[Dataset entries]
▼▼▼

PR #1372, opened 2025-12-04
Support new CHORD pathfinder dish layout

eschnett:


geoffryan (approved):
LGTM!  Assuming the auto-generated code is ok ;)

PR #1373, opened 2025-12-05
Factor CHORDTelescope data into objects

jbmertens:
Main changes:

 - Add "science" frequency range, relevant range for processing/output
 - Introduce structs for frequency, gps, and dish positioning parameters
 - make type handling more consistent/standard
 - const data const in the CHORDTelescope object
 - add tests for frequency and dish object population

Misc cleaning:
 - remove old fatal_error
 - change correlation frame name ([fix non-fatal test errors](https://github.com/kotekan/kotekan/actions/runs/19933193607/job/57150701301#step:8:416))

▲▲▲

* ACTIVITY *
Copy out the full set of records precisely, leaving nothing out.

* ANSWER BELOW *
PR #1372, opened 2025-12-04
Support new CHORD pathfinder dish layout

eschnett:


geoffryan (approved):
LGTM!  Assuming the auto-generated code is ok ;)

PR #1373, opened 2025-12-05
Factor CHORDTelescope data into objects

jbmertens:
Main changes:

 - Add "science" frequency range, relevant range for processing/output
 - Introduce structs for frequency, gps, and dish positioning parameters
 - make type handling more consistent/standard
 - const data const in the CHORDTelescope object
 - add tests for frequency and dish object population

Misc cleaning:
 - remove old fatal_error
 - change correlation frame name ([fix non-fatal test errors](https://github.com/kotekan/kotekan/actions/runs/19933193607/job/57150701301#step:8:416))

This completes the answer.